You are using format => "%{message}" in your file output, this tell logstash to output only the message field.

Just remove the entire codec line from your file output and they will be the same.

        file {
                path => "/var/log/tls_logs/github1.log"
        }

Thank you so much, Leandro for pointing out error.

I am still struggling to find why Kibana shows " tags: _jsonparsefailure" in the message.

This issue is observed when logs are read from the file and push to Kafka plugin configured in the output section of logstash.

In short the event is flowing via 2 pipelines.
First pipeline reads input events from incoming TCP port and writes to file.
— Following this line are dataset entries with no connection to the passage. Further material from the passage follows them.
PR #799, opened 2024-12-01
Null audio

mrannanj:


src/formats/internal/memreader.c
```diff
@@ -49,7 +49,7 @@ void memreader_close(memreader *reader) {
 }
 
 int memread_buf(memreader *reader, char *buf, int len) {
-    if(reader->pos + len > reader->len) {
+    if(reader->pos + len > reader->len || reader->buf == NULL || buf == NULL) {
```
katajakasa, line 52: hum. Should this assert instead ?

mrannanj: Well, sure, I'll change to that.

katajakasa (approved):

Your suggestion solved the issue at this point.
Second pipeline reads input from the file and outputs to Kafka plugin which forwards it to Elastic Search. When I check logs into Kibana, I get "tags: _jsonparsefailure" in the messages.

I tried to write event in file if tags contain _jsonparsefailure but nothing is written to the file. Below is the change in Output section.

output {
	if "_jsonparsefailure" in [tags] {
                file {
                        path => "/var/log/logstash/_jsonparsefailure.txt"
                }
    }

  kafka {
    bootstrap_servers => "aws.us-west-2.elb.amazonaws.com:9092"
    #codec => "plain"
    #codec => json
    #topic_id => "%{source_name}"
    topic_id => "github"
  }

}

Please suggest how to debug event which shows error in Kibana.

Without you showing your full pipeline is impossible to know what is the issue.